=== WHAT IS REQUIRED ===
Transcribe the listing that follows exactly, from its first line to its last.

=== MATERIAL PROVIDED ===

Issue #398, opened 2025-03-14
Support llvm


hiker:
There is a bug in the definition of ifx:
```
@@ -456,7 +459,7 @@ class Ifx(FortranCompiler):
                          module_folder_flag="-module",
                          openmp_flag="-qopenmp",
                          syntax_only_flag="-syntax-only",
-                         version_regex=r"ifx \(IFORT\) (\d[\d\.]+\d) ")
+                         version_regex=r"ifx \(IFX\) (\d[\d\.]+\d) ")
```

=== ANSWER FOR THIS EXERCISE ===
Issue #398, opened 2025-03-14
Support llvm


hiker:
There is a bug in the definition of ifx:
```
@@ -456,7 +459,7 @@ class Ifx(FortranCompiler):
                          module_folder_flag="-module",
                          openmp_flag="-qopenmp",
                          syntax_only_flag="-syntax-only",
-                         version_regex=r"ifx \(IFORT\) (\d[\d\.]+\d) ")
+                         version_regex=r"ifx \(IFX\) (\d[\d\.]+\d) ")
```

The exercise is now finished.